Action item: Once every line holding "statement" in the listing below has been found, give their number and nothing more.

The input:
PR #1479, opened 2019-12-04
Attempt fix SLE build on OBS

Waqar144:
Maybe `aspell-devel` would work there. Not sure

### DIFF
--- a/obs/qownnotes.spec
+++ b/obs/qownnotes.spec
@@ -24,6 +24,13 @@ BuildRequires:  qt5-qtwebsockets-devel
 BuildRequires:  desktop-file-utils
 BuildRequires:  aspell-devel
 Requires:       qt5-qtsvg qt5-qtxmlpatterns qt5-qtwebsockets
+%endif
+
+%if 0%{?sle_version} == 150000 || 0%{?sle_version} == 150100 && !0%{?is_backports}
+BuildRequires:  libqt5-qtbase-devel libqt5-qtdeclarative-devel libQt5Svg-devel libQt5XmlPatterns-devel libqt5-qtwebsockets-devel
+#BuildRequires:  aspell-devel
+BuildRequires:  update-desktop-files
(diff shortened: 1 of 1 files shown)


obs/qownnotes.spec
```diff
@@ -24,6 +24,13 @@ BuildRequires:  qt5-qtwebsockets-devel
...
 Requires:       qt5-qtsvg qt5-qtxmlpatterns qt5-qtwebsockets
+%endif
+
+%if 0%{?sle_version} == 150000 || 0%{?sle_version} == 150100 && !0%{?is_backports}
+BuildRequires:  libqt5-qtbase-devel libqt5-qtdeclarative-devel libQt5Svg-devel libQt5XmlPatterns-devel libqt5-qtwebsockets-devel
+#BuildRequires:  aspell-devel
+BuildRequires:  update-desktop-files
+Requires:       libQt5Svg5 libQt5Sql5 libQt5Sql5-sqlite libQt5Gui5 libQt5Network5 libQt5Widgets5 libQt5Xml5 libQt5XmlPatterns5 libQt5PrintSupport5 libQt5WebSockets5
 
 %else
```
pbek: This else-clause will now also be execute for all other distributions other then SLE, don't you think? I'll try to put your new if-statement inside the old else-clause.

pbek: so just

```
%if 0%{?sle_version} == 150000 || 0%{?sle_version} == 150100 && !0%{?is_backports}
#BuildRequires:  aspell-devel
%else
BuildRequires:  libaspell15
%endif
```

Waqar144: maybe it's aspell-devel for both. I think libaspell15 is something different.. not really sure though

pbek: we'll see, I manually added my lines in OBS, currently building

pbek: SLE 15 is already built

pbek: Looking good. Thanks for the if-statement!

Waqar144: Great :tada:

Problem solution: 2